InMemoryDatasets.jl
InMemoryDatasets.jl copied to clipboard
Sortperm for simple vector
Hi, I was wondering if it possible to expose the parallel sortperm function for "normal" vectors like Vector{Float64} or Vector{Int64}? Thank you Kind regards
Probably not (it heavily depends on Dataset). I guess there should be other packages for parallel sorting, and I guess the Base sort should be quite fast for vector{T}. The real benefits of IMD are in the case
- where missing values are exposed
- or/and there are multiple columns
- or/and there are many rows
which it will be worth to create a data set.
Base sort is actually slow compare to other language like c++ boost sorting algorithms which are multi threaded. A parallel sortperm would be very useful for large vectors.

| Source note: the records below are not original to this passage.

PR #176, opened 2017-10-26
Added L2CAP channel support for central mode

scibas:
Central mode for #169- L2CAPChannels and writeWithoutResponse enhancements in iOS 11 & macOS 13

### DIFF
--- a/Source/CBPeripheralDelegateWrapper.swift
+++ b/Source/CBPeripheralDelegateWrapper.swift
@@ -57,6 +57,12 @@ import RxSwift
     var rx_peripheralReadyToSendWriteWithoutResponse: Observable<Void> {
         return peripheralIsReadyToSendWriteWithoutResponseSubject
     }
+    
+    @available(OSX 10.13, iOS 11, *)
+    var rx_didOpenL2CAPChannel: Observable<(CBL2CAPChannel?, Error?)> {
+        return peripheralDidOpenL2CAPChannelSubject
+            .map {($0.0 as? CBL2CAPChannel, $0.1)}
+    }
 
     private let peripheralDidUpdateNameSubject = PublishSubject<String?>()
     private let peripheralDidModifyServicesSubject = PublishSubject<([CBService])>()
@@ -73,6 +79,7 @@ import RxSwift
     private let peripheralDidUpdateValueForDescriptorSubject = PublishSubject<(CBDescriptor, Error?)>()
     private let peripheralDidWriteValueForDescriptorSubject = PublishSubject<(CBDescriptor, Error?)>()
     private let peripheralIsReadyToSendWriteWithoutResponseSubject = PublishSubject<Void>()
+    private let peripheralDidOpenL2CAPChannelSubject = PublishSubject<(Any?, Error?)>()
 
     @objc func peripheralDidUpdateName(_ peripheral: CBPeripheral) {
         RxBluetoothKitLog.d("""
@@ -204,5 +211,14 @@ import RxSwift
             \(peripheral.logDescription) peripheralIsReady(toSendWriteWithoutResponse)
             """)
         peripheralIsReadyToSendWriteWithoutResponseSubject.onNext(())
+    }
+    
+    @available(OSX 10.13, iOS 11, *)
+    @objc func peripheral(_ peripheral: CBPeripheral, didOpen channel: CBL2CAPChannel?, error: Error?) {
+        RxBluetoothKitLog.d("""
+            \(peripheral.logDescription) didOpenL2CAPChannel(for:\(peripheral.logDescription),
+            error: \(String(describing: error)))
+            """)
+        peripheralDidOpenL2CAPChannelSubject.onNext((channel, error))
     }
 }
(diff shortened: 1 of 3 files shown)


Kacper20:
LGTM! Thanks! @Cierpliwy?

Source/Peripheral.swift
```diff
@@ -533,6 +533,30 @@ public class Peripheral {
     public func monitorWriteWithoutResponseReadiness() -> Observable<Void> {
         return delegateWrapper.rx_peripheralReadyToSendWriteWithoutResponse
     }
+    
+    /// Function that allow to open LL2CAP channel for `Peripheral` instance.
```
bartoszstelmaszuk: should be "L2CAP"

Source/CBPeripheralDelegateWrapper.swift
```diff
@@ -73,6 +79,7 @@ import RxSwift
     private let peripheralDidUpdateValueForDescriptorSubject = PublishSubject<(CBDescriptor, Error?)>()
     private let peripheralDidWriteValueForDescriptorSubject = PublishSubject<(CBDescriptor, Error?)>()
     private let peripheralIsReadyToSendWriteWithoutResponseSubject = PublishSubject<Void>()
+    private let peripheralDidOpenL2CAPChannelSubject = PublishSubject<(Any?, Error?)>()
```
bartoszstelmaszuk: why `Any?` not `CBL2CAPChannel` ?

Source/CBPeripheralDelegateWrapper.swift
```diff
@@ -57,6 +57,12 @@ import RxSwift
     var rx_peripheralReadyToSendWriteWithoutResponse: Observable<Void> {
         return peripheralIsReadyToSendWriteWithoutResponseSubject
     }
+    
+    @available(OSX 10.13, iOS 11, *)
+    var rx_didOpenL2CAPChannel: Observable<(CBL2CAPChannel?, Error?)> {
+        return peripheralDidOpenL2CAPChannelSubject
+            .map {($0.0 as? CBL2CAPChannel, $0.1)}
```
bartoszstelmaszuk: Do we need to map it? I think that we get from `peripheral: didOpen: error:` an CBL2CAPChannel so if `PublishSubject` will receive in `onNext` this type and not `Any?` we could get rid off this map.

Source/Peripheral.swift
scibas: Will fix

moogle19:
Should `CBL2CAPChannel` be exposed directly or wrapped into a custom class (e.g. `L2CAPChannel`) which implements the `InputStream` and `OutputStream` as `Observable`?

Source/Peripheral.swift
```diff
@@ -533,6 +533,32 @@ public class Peripheral {
...
+    /// For more information, please refer to
+    /// [What’s New in CoreBluetooth, 712, WWDC 2017](https://developer.apple.com/videos/play/wwdc2017/712/)
+    ///
+    /// - parameter PSM: `PSM` (Protocol/Service Multiplexer) of the channel
+    /// - returns: `Single` that emits `CBL2CAPChannel` when channel has opened
+    /// - since: iOS 11, tvOS 11, watchOS 4
+    #if os(iOS)
+        @available(iOS 11, tvOS 11, watchOS 4, *)
+        public func openL2CAPChannel(PSM: CBL2CAPPSM) -> Single<CBL2CAPChannel> {
+            let observable = delegateWrapper.rx_didOpenL2CAPChannel
```
Cierpliwy: take(1)?

scibas:
@moogle19 I've spoke about wrapping `CBL2CAPChannel` with @Kacper20 and we decide not to do so. The main reason is that `CBL2CAPChannel` is fully synchronous class and there is a small chance that API with streams as `Observable`s will be useful for anyone.

Source/Peripheral.swift
```diff
@@ -533,6 +533,32 @@ public class Peripheral {
...
+                .flatMap { [weak self] (channel, error) -> Observable<CBL2CAPChannel> in
+                    guard let strongSelf = self else { throw BluetoothError.destroyed }
+                    if let channel = channel, error != nil {
+                        return .just(channel)
+                    } else {
+                        throw BluetoothError.openingL2CAPChannelFailed(strongSelf, error)
+                    }
+            }
+    
+            return ensureValidPeripheralStateAndCallIfSucceeded(for: observable, postSubscriptionCall: { [weak self] in
```
Cierpliwy: I guess there should version of this function which accepts `Single`s. Name is too long I guess...

Source/Peripheral.swift
scibas: Is `take(1)` really needed in this case? `flatmap` in next line emits `.just` or  throws an `error` so the stream will be closed anyway.

moogle19: If `rx_didOpenL2CAPChannel` emits **n** values, then the code in `flatMap` is called **n** times.
So I think `take(1)` is necessary or else `asSingle()` will emit an error.

scibas: Yeah you guys right, will fix.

Base sort is actually slow compare to other language like c++ boost sorting algorithms which are multi threaded.
I see. When there is only one column, IMD uses a simple approach for parallel sorting, however for multiple columns and, particularly, in common scenarios of data manipulation tasks (and with QuickSort) it is much more efficient than other algorithms.
I guess, in general, we need some customised algorithms for Vector{T} before being able to expose sortperm to users.
PS I like to see support of other sorting algorithms in IMD (#47 ) and probably we can think about this during that time.